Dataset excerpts
PR #3682, opened 2025-07-02
fix wrong logit slicing in grpo _get_per_token_logps_and_entropies

### LINKED ISSUE #3681: _get_per_token_logps_and_entropies in GRPO implements the wrong logit slicing
### Reproduction

Simply as the title suggests, [_get_per_token_logps_and_entropies](https://github.com/huggingface/trl/blob/e04f7eb3b993b5278733a793853ed3a85d1c69c8/trl/trainer/grpo_trainer.py#L867) incorrectly assumes that the sequence length of the `logits` tensor should just be reduced by one. However, what's needed is to select only the `logits` that correspond to the `completion_ids`. Since the `logits` for the entire `prompt + completion` sequence are returned, we need to slice out only the part that aligns with the completions.

### System Info

```
vllm=0.9.1
trl[vllm]=0.19.0
transformers=4.52.3
torch=2.6.0
```

### Checklist

ahatamiz:
# What does this PR do?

## Your assignment
Please go through the data above and copy each line containing the word "wrong".

## Task answer
fix wrong logit slicing in grpo _get_per_token_logps_and_entropies
### LINKED ISSUE #3681: _get_per_token_logps_and_entropies in GRPO implements the wrong logit slicing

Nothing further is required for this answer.